• [Work instruction]
A faithful copy of all the data below, please; leave no line out.

+-------+

PR #901, opened 2023-11-05
Make make help colorful and simple

szepeviktor:
Colorful and simple.

### DIFF
--- a/Makefile
+++ b/Makefile
@@ -38,7 +38,7 @@ BLACKFIRE = blackfire
 
 .PHONY: help
 help:
-	@printf '\033[33mUsage:\033[0m\n  make TARGET\n\n\033[32m#\n# Commands\n#---------------------------------------------------------------------------\033[0m\n'
+	@printf '\033[33mUsage:\033[0m\n  make TARGET\n\n\033[32m#\n# Commands\n#---------------------------------------------------------------------------\033[0m\n\n'
 	@sed -n -e 's|^\(.\+:\) ##\(.\+\)$$|\o033[33m\1\o033[0m \2|p' $(MAKEFILE_LIST)
 
 
--- a/Makefile
+++ b/Makefile
@@ -38,8 +38,8 @@ BLACKFIRE = blackfire
 
 .PHONY: help
 help:
-	@echo "\033[33mUsage:\033[0m\n  make TARGET\n\n\033[32m#\n# Commands\n#---------------------------------------------------------------------------\033[0m\n"
-	@fgrep -h "##" $(MAKEFILE_LIST) | fgrep -v fgrep | sed -e 's/\\$$//' | sed -e 's/##//' | awk 'BEGIN {FS = ":"}; {printf "\033[33m%s:\033[0m%s\n", $$1, $$2}'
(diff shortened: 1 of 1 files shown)


Makefile
```diff
@@ -38,8 +38,8 @@ BLACKFIRE = blackfire
 
 .PHONY: help
 help:
-	@echo "\033[33mUsage:\033[0m\n  make TARGET\n\n\033[32m#\n# Commands\n#---------------------------------------------------------------------------\033[0m\n"
-	@fgrep -h "##" $(MAKEFILE_LIST) | fgrep -v fgrep | sed -e 's/\\$$//' | sed -e 's/##//' | awk 'BEGIN {FS = ":"}; {printf "\033[33m%s:\033[0m%s\n", $$1, $$2}'
+	@echo -e "\033[33mUsage:\033[0m\n  make TARGET\n\n\033[32m#\n# Commands\n#---------------------------------------------------------------------------\033[0m\n"
```
szepeviktor, line 41: The `-e` option was missing.

Makefile
```diff
@@ -38,8 +38,8 @@ BLACKFIRE = blackfire
...
+	@sed -n -e 's|^\(.\+:\) ##\(.\+\)$$|\o033[33m\1 \o033[0m\2|p' $(MAKEFILE_LIST)
```
szepeviktor, line 42: One `sed` does it all.

szepeviktor:
Why does  fail?
On my machine
```
$ make help
\033[33mUsage:\033[0m\n  make TARGET\n\n\033[32m#\n# Commands\n#---------------------------------------------------------------------------\033[0m\n
```

theofidry:
The result after running `make help` before/after the changes of your PR for me:

Screenshot 2023-11-05 at 22 42 55

Screenshot 2023-11-05 at 22 43 04

szepeviktor:
Is your shell Bash?

theofidry:
zsh*

szepeviktor:
I see.
`echo` is not portable. https://unix.stackexchange.com/a/700679

theofidry:
I indeed use this form in another project https://github.com/theofidry/makefile/blob/main/Makefile#L42.

Note I also didn't use sed, because it behaves different on OSX which is super annoying. And actually I think it's the culprit for the failure. The CI works fine as it's ubuntu, but locally I get the same as the "after" screenshot from before.

szepeviktor:
> Note I also didn't use sed, because it behaves different on OSX

Yes. GNU sed has an option: `sed --posix` to disable GNU extensions.
Indeed it does not work with that option!

theofidry:
TIL

szepeviktor:
The "one or more" `+` sign is the culprit.

I give up. Sorry.

theofidry:
So I think if you revert just the `@sed` change it's still a mergeable change :) I would be happy to simplify the current grep command but I admit I also didn't care enough to try to figure a way to do so (it really didn't look simple and the sort of issues I could spend hours on)

theofidry:
>I give up. Sorry.

No worries, it's a nasty one

szepeviktor:
> it really didn't look simple

Compatibility is a hot topic!
I keep investigating in my secret kitchen ...

PR #902, opened 2023-11-05
Mark Container properties nullable

szepeviktor:
... as all of them begin as `null`.


theofidry:
>... as all of them begin as null.

AFAICS they begin as "unset". So not sure what the nullability would bring here? If you check the get method you will never get a `null` instance

szepeviktor:
You are right.
This was a bad idea.

PR #952, opened 2024-03-08
fix: Do not exclude all source code in the default template

### LINKED ISSUE #946: All files are added to the `excluded-files` in a default scoper.inc.php
HI,

I initialized php-scoper on a new project (with the default `scoper.inc.php` ) and noticed that after the `add-prefix` command is finished, every single file which was prefixed in the process is reverted to it's initial state (not prefixed).
I noticed that in the default `scoper.inc.php`, every file inside the directory of .inc file is added to the list of `excluded-files` recursively.

theofidry:
Closes #946.


theofidry:
Thank you for the report @sui-drmz

PR #1024, opened 2024-04-29
Fixed scoper-autoload.php PHP 5.6 incompatibility

### LINKED ISSUE #1023: scoper-autoload.php doesn't support PHP 5.6 (again)
## Bug report

| Question    | Answer
| PHP-Scoper version | 0.18.7
| PHP version | 5.6
| Platform with version | all
| Github Repo | -

This is a followup to #842. I found another thing in `scoper-autoload.php` that is incompatible with PHP 5.6 - the `??` operator. PR incoming.

See the error here: https://github.com/skaut/skaut-google-drive-gallery/actions/runs/8883783876/job/24391429247?pr=2632

marekdedic:
Closes #1023


src/Autoload/ScoperAutoloadGenerator.php
```diff
@@ -103,7 +103,7 @@ public function dump(): string
                 namespace {
                     \$loader = (static function () {
                         // Backup the autoloaded Composer files
-                        \$existingComposerAutoloadFiles = \$GLOBALS['__composer_autoload_files'] ?? [];
+                        \$existingComposerAutoloadFiles = isset(\$GLOBALS['__composer_autoload_files']) ? \$GLOBALS['__composer_autoload_files'] : [];
```
theofidry, line 106: wouldn't the `trait_exists()` call L47 fail too?

theofidry (commented):
I thought the Composer autoloader now requires PHP 7.2 minimum?

src/Autoload/ScoperAutoloadGenerator.php
marekdedic: `trait_exists` is present on PHP >= 5.4
https://www.php.net/manual/en/function.trait-exists.php

But yeah, an automated check of the generated file would be great, I only encountered this while trying to set up PHP 5.6 compatibility testing, which was a royal pain itself... I don't really know hoe to do that, maybe run it through PHPCS with PHPCompatibility checks?

marekdedic:
> I thought the Composer autoloader now requires PHP 7.2 minimum?

I don't think so - the autoload script definitely checks if it's on PHP 5.6 or older, so I suppose it should support very old PHP...? You can't run composer on such old PHP, but that's a different thing from running the generated autoloader...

+-------+

• [Response]
PR #901, opened 2023-11-05
Make make help colorful and simple

szepeviktor:
Colorful and simple.

### DIFF
--- a/Makefile
+++ b/Makefile
@@ -38,7 +38,7 @@ BLACKFIRE = blackfire
 
 .PHONY: help
 help:
-	@printf '\033[33mUsage:\033[0m\n  make TARGET\n\n\033[32m#\n# Commands\n#---------------------------------------------------------------------------\033[0m\n'
+	@printf '\033[33mUsage:\033[0m\n  make TARGET\n\n\033[32m#\n# Commands\n#---------------------------------------------------------------------------\033[0m\n\n'
 	@sed -n -e 's|^\(.\+:\) ##\(.\+\)$$|\o033[33m\1\o033[0m \2|p' $(MAKEFILE_LIST)
 
 
--- a/Makefile
+++ b/Makefile
@@ -38,8 +38,8 @@ BLACKFIRE = blackfire
 
 .PHONY: help
 help:
-	@echo "\033[33mUsage:\033[0m\n  make TARGET\n\n\033[32m#\n# Commands\n#---------------------------------------------------------------------------\033[0m\n"
-	@fgrep -h "##" $(MAKEFILE_LIST) | fgrep -v fgrep | sed -e 's/\\$$//' | sed -e 's/##//' | awk 'BEGIN {FS = ":"}; {printf "\033[33m%s:\033[0m%s\n", $$1, $$2}'
(diff shortened: 1 of 1 files shown)


Makefile
```diff
@@ -38,8 +38,8 @@ BLACKFIRE = blackfire
 
 .PHONY: help
 help:
-	@echo "\033[33mUsage:\033[0m\n  make TARGET\n\n\033[32m#\n# Commands\n#---------------------------------------------------------------------------\033[0m\n"
-	@fgrep -h "##" $(MAKEFILE_LIST) | fgrep -v fgrep | sed -e 's/\\$$//' | sed -e 's/##//' | awk 'BEGIN {FS = ":"}; {printf "\033[33m%s:\033[0m%s\n", $$1, $$2}'
+	@echo -e "\033[33mUsage:\033[0m\n  make TARGET\n\n\033[32m#\n# Commands\n#---------------------------------------------------------------------------\033[0m\n"
```
szepeviktor, line 41: The `-e` option was missing.

Makefile
```diff
@@ -38,8 +38,8 @@ BLACKFIRE = blackfire
...
+	@sed -n -e 's|^\(.\+:\) ##\(.\+\)$$|\o033[33m\1 \o033[0m\2|p' $(MAKEFILE_LIST)
```
szepeviktor, line 42: One `sed` does it all.

szepeviktor:
Why does  fail?
On my machine
```
$ make help
\033[33mUsage:\033[0m\n  make TARGET\n\n\033[32m#\n# Commands\n#---------------------------------------------------------------------------\033[0m\n
```

theofidry:
The result after running `make help` before/after the changes of your PR for me:

Screenshot 2023-11-05 at 22 42 55

Screenshot 2023-11-05 at 22 43 04

szepeviktor:
Is your shell Bash?

theofidry:
zsh*

szepeviktor:
I see.
`echo` is not portable. https://unix.stackexchange.com/a/700679

theofidry:
I indeed use this form in another project https://github.com/theofidry/makefile/blob/main/Makefile#L42.

Note I also didn't use sed, because it behaves different on OSX which is super annoying. And actually I think it's the culprit for the failure. The CI works fine as it's ubuntu, but locally I get the same as the "after" screenshot from before.

szepeviktor:
> Note I also didn't use sed, because it behaves different on OSX

Yes. GNU sed has an option: `sed --posix` to disable GNU extensions.
Indeed it does not work with that option!

theofidry:
TIL

szepeviktor:
The "one or more" `+` sign is the culprit.

I give up. Sorry.

theofidry:
So I think if you revert just the `@sed` change it's still a mergeable change :) I would be happy to simplify the current grep command but I admit I also didn't care enough to try to figure a way to do so (it really didn't look simple and the sort of issues I could spend hours on)

theofidry:
>I give up. Sorry.

No worries, it's a nasty one

szepeviktor:
> it really didn't look simple

Compatibility is a hot topic!
I keep investigating in my secret kitchen ...

PR #902, opened 2023-11-05
Mark Container properties nullable

szepeviktor:
... as all of them begin as `null`.


theofidry:
>... as all of them begin as null.

AFAICS they begin as "unset". So not sure what the nullability would bring here? If you check the get method you will never get a `null` instance

szepeviktor:
You are right.
This was a bad idea.

PR #952, opened 2024-03-08
fix: Do not exclude all source code in the default template

### LINKED ISSUE #946: All files are added to the `excluded-files` in a default scoper.inc.php
HI,

I initialized php-scoper on a new project (with the default `scoper.inc.php` ) and noticed that after the `add-prefix` command is finished, every single file which was prefixed in the process is reverted to it's initial state (not prefixed).
I noticed that in the default `scoper.inc.php`, every file inside the directory of .inc file is added to the list of `excluded-files` recursively.

theofidry:
Closes #946.


theofidry:
Thank you for the report @sui-drmz

PR #1024, opened 2024-04-29
Fixed scoper-autoload.php PHP 5.6 incompatibility

### LINKED ISSUE #1023: scoper-autoload.php doesn't support PHP 5.6 (again)
## Bug report

| Question    | Answer
| PHP-Scoper version | 0.18.7
| PHP version | 5.6
| Platform with version | all
| Github Repo | -

This is a followup to #842. I found another thing in `scoper-autoload.php` that is incompatible with PHP 5.6 - the `??` operator. PR incoming.

See the error here: https://github.com/skaut/skaut-google-drive-gallery/actions/runs/8883783876/job/24391429247?pr=2632

marekdedic:
Closes #1023


src/Autoload/ScoperAutoloadGenerator.php
```diff
@@ -103,7 +103,7 @@ public function dump(): string
                 namespace {
                     \$loader = (static function () {
                         // Backup the autoloaded Composer files
-                        \$existingComposerAutoloadFiles = \$GLOBALS['__composer_autoload_files'] ?? [];
+                        \$existingComposerAutoloadFiles = isset(\$GLOBALS['__composer_autoload_files']) ? \$GLOBALS['__composer_autoload_files'] : [];
```
theofidry, line 106: wouldn't the `trait_exists()` call L47 fail too?

theofidry (commented):
I thought the Composer autoloader now requires PHP 7.2 minimum?

src/Autoload/ScoperAutoloadGenerator.php
marekdedic: `trait_exists` is present on PHP >= 5.4
https://www.php.net/manual/en/function.trait-exists.php

But yeah, an automated check of the generated file would be great, I only encountered this while trying to set up PHP 5.6 compatibility testing, which was a royal pain itself... I don't really know hoe to do that, maybe run it through PHPCS with PHPCompatibility checks?

marekdedic:
> I thought the Composer autoloader now requires PHP 7.2 minimum?

I don't think so - the autoload script definitely checks if it's on PHP 5.6 or older, so I suppose it should support very old PHP...? You can't run composer on such old PHP, but that's a different thing from running the generated autoloader...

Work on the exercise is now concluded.